## Type providers

Continuando con la lectura de archivos de datos estructurados, a veces no es posible (o es mucho trabajo) hacer el _parsing_ de los datos. Veamos un ejemplo en que esto ocurre:

In [3]:
let readFile(fileName: string) =  
    let lines = File.ReadAllLines(fileName)
    lines 
    

En este caso, tomamos datos de un archivo con canciones de los Beatles

In [4]:
let beatlesFile = "../data/The Beatles songs dataset.csv"

let songs = readFile(beatlesFile)

In [5]:
songs.GetType()

In [6]:
printfn "%A" songs[0]
printfn "%A" songs[1]

"Title,Year,Album.debut,Duration,Other.releases,Genre,Songwriter,Lead.vocal,Top.50.Billboard"
"12-Bar Original,1965,Anthology 2,174,0,Blues,"Lennon, McCartney, Harrison and Starkey",,-1"


In [7]:
songs[0..20]
|> Seq.iteri  (fun i s->  printfn $"{i}: {s}")
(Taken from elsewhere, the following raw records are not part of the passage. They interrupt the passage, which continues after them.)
PR #937, opened 2024-03-21
Create inits from fit and draws objects

SteveBronder:
#### Submission Checklist

- [x] Run unit tests

#### Summary

Adds a `process_inits` function to turn fit objects into a list of list of inits. All types of fits from cmdstanr as well as draws objects can be used as inits now.

Tests can be run by calling 

```
testthat::test_file("./tests/testthat/test-fit-init.R")
```

#### Copyright and Licensing

Simon's Foundation


SteveBronder:
@avehtari Sorry for closing the other PR but I started doing some heavy feature creep there and this one is much simpler

avehtari:
An example Pathfinder object which caused a failure with the previous PR is at https://users.aalto.fi/~ave/casestudies/Birthdays/pth5.rds

SteveBronder:
@avehtari when I try loading that into R I'm getting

0: Title,Year,Album.debut,Duration,Other.releases,Genre,Songwriter,Lead.vocal,Top.50.Billboard
1: 12-Bar Original,1965,Anthology 2,174,0,Blues,"Lennon, McCartney, Harrison and Starkey",,-1
2: A Day in the Life,1967,Sgt. Pepper's Lonely Hearts Club Band,335,12,"Psychedelic Rock, Art Rock, Pop/Rock",Lennon and McCartney,Lennon and McCartney,-1
3: A Hard Day's Night,1964,UK: A Hard Day's Night US: 1962-1966,152,35,"Rock, Electronic, Pop/Rock",Lennon,"Lennon, with McCartney",8
4: A Shot of Rhythm and Blues,1963,Live at the BBC,104,0,"R&B, Pop/Rock",Thompson,Lennon,-1
5: A Taste of Honey,1963,UK: Please Please Me US: The Early Beatles,163,29,"Pop/Rock, Jazz, Stage&Screen","Scott, Marlow",McCartney,-1
6: Across the Universe,1968,Let It Be,230,19,"Psychedelic folk, Pop/Rock",Lennon,Lennon,-1
7: Act Naturally,1965,UK: Help! US: Yesterday and Today,139,14,"Country, Pop/Rock","Russell, Morrison",Starkey,50
8: Ain't She Sweet,1961,Anthology 1,150,9,Pop/Rock,"Yellen, Ager",Lennon,41
9: All I've Go

In [8]:
let song =   songs[2].Split(',')
printfn "%A" songs[2]
printfn "%A" song

"A Day in the Life,1967,Sgt. Pepper's Lonely Hearts Club Band,335,12,"Psychedelic Rock, Art Rock, Pop/Rock",Lennon and McCartney,Lennon and McCartney,-1"
[|"A Day in the Life"; "1967"; "Sgt. Pepper's Lonely Hearts Club Band"; "335";
  "12"; ""Psychedelic Rock"; " Art Rock"; " Pop/Rock""; "Lennon and McCartney";
  "Lennon and McCartney"; "-1"|]


In [9]:
song.Length

Uno puede consultar otros _parsers_, que los hay por doquier, por ejemplo [en esta página](https://www.joelverhagen.com/blog/2020/12/fastest-net-csv-parsers), pero, gracias al tipo de dato estático, existe una módulo que nos puede resolver el problema, a través de _type providers_.

### Type Providers

Un _type provider_  es una biblioteca que nos permite lidiar con tipos particulares datos:

- [CSV type provider](http://fsprojects.github.io/FSharp.Data/library/CsvProvider.html).
- [Html type provider](https://fsprojects.github.io/FSharp.Data/library/HtmlProvider.html).
- [Json type provider](https://fsprojects.github.io/FSharp.Data/library/JsonProvider.html).

son algunos ejemplos. 

La biblioteca `FSharp.Data` es la que usaremos para aprender a leer estos tipos de datos. En un notebook se importa de la siguiente manera:

In [1]:
#r "nuget: FSharp.Data"

open FSharp.Data

Un _type provider_ genera un tipo de dato a partir de la información que lee desde un archivo. Esto ocurre en el momento de la compilación. Al momento de ejecutar el código, el tipo que se creó puede utilizarse para procesar los datos

In [11]:
type SongsTypeProvider = FSharp.Data.CsvProvider<"../data/The Beatles songs dataset.csv", HasHeaders=true>

El compilador (y la biblioteca `FSharp.Data`) construyen el _type provider_ utilizando el archivo "../data/The Beatles songs dataset.csv" como plantilla, descubriendo la estructura de los datos. 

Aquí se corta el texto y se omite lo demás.